Line search methods for extended penalty function environments

Univariate minimization is considered for constrained optimization with the Kavlie‐Moe extended interior penalty. An algorithm is derived using a linear‐plus‐hyperbolic fit suggested by R. L. Fox for interior penalties. A linear extension to the linear‐plus‐hyperbolic permits rapid convergence with extended interior alties. However, constraint deletion and approximation of remaining constraints before each minimization also characterize the environment. These and other complexities impede accurate fitting of larger intervals. Thus, following Murray, a mixed strategy is adopted with function comparison reductions of interval size to supplement curve fitting. Analysis shows how quadratic and cubic fit searches break down under certain limiting conditions of interior, extended and exterior penalties.

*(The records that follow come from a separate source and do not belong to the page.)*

PR #1131, opened 2023-04-25
docs: clarify what props can be passed to islands

lionel-rowe:
I was caught out by trying to pass `Infinity` as a prop to an island, which is a valid IEEE 754 float, but bizarrely JSON serializes to `null`.

### DIFF
--- a/docs/concepts/islands.md
+++ b/docs/concepts/islands.md
@@ -34,14 +34,16 @@ care of automatically re-hydrating the island on the client.
 Passing props to islands is supported, but only if the props are JSON
 serializable. This means that you can only pass:
 
-* Primitive types `string`, `boolean`, and `null`
-* Most `number`s (`Infinity`, `-Infinity`, and `NaN` are silently converted to
+- Primitive types `string`, `boolean`, and `null`
+- Most `number`s (`Infinity`, `-Infinity`, and `NaN` are silently converted to
   `null`, and `bigint`s are not supported)
-* Plain objects with string keys and primitive, plain object, or array values
-* Arrays containing primitives, plain objects, or other arrays
+- Plain objects with string keys and primitive, plain object, or array values
+- Arrays containing primitives, plain objects, or other arrays
 
-It is currently not possible to pass complex objects like `Date`,
-custom classes, or functions. This means that it is not possible to pass
-`children` to an island, as `children` are VNodes, which are not serializable.
+It is currently not possible to pass complex objects like `Date`, custom
+classes, or functions. This means that it is not possible to pass `children` to
+an island, as `children` are VNodes, which are not serializable. To find out
+more about JSON serializable values, check out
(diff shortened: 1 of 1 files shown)


lionel-rowe:
I've also been playing around with replacer/reviver functions that could be used to expand the range of island-compatible props — would PRs with this kind of functionality be welcome? Obviously it'd have a non-zero impact on performance.

```js
const type = '$$_fresh_type'

const replacers = [
    {
        checker: (x) => x === Infinity || x === -Infinity || Number.isNaN(x),
        serializer: (x) => ({ [type]: 'number', value: String(x) }),
    },
    {
        checker: (x) => typeof x === 'bigint',
        serializer: (x) => ({ [type]: 'bigint', value: String(x) }),
    },
    {
        checker: (x) => x instanceof Date,
        serializer: (x) => ({ [type]: 'date', value: x.valueOf() }),
    },
    {
        checker: (x) => x instanceof URL,
        serializer: (x) => ({ [type]: 'url', value: x.href }),
    },
    {
        checker: (x) => x instanceof Error,
        serializer: ({ name, message, stack }) => ({
            [type]: 'error',
            value: { name, message, stack },
        }),
    },
    {
        checker: (x) => x instanceof Uint8Array,
        serializer: (x) => ({
            [type]: 'u8',
            value: btoa([...x].map(x => String.fromCodePoint(x)).join('')),
        }),
    },
]

const deserializers = {
    number: Number,
    bigint: BigInt,
    date: (x) => new Date(x),
    url: (x) => new URL(x),
    error: ({ name, message, stack }) => {
        const E = globalThis[name]?.prototype instanceof Error ? globalThis[name] : Error
        return Object.assign(new E(), { name, message, stack })
    },
    u8: (x) => Uint8Array.from(atob(x), (ch) => ch.codePointAt(0)),
}

function replacer(k) {
    const v = this[k]
    
    for (const { checker, serializer } of replacers) {
        if (checker(v)) return serializer(v)
    }

    return v
}

function reviver(k, v) {
    const t = v[type]
    
    return t ? deserializers[t](v.value) : v
}

const propVals = [
    new Uint8Array([0, 0xff]),
    new TypeError('xyz'),
    new URL('https://deno.land/'),
    Infinity,
    -Infinity,
    NaN,
    99999999999999999999999999999999999999999999999999n,
    new Date(0),
]

const serialized = JSON.stringify(propVals, replacer)

const deserialized = JSON.parse(serialized, reviver)

// all elements of propVals preserved
deserialized
```

iuioiua (commented):
Mostly LGTM! Are you able to reference [this](https://developer.mozilla.org/en-US/docs/Web/JavaScript/Reference/Global_Objects/JSON/stringify#description) for those seeking more info and run `deno fmt`?

iuioiua (approved):
I've added my suggestions and formatted the document. Now, LGTM! Thanks for this, @lionel-rowe.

A quadratic‐extended linear curve derived for exterior penalties and the linear‐plus‐hyperbolic similarly fail on extended interior penalties. Examples of constrained optimization with extended interior penalties were run on the Stanford IBM 370/168 computer. A stiffened two‐panel box provides eight optimization variables with many constraints on demensions and against failure. The extended linear‐plus‐hyperbolic surpasses cubic and linear‐plus hyperbolic fitting, especially when the Fiacco‐McCormick multiplier for the penalty becomes small. The value of feedback from curve fitting to decide function comparison use is also illustrated.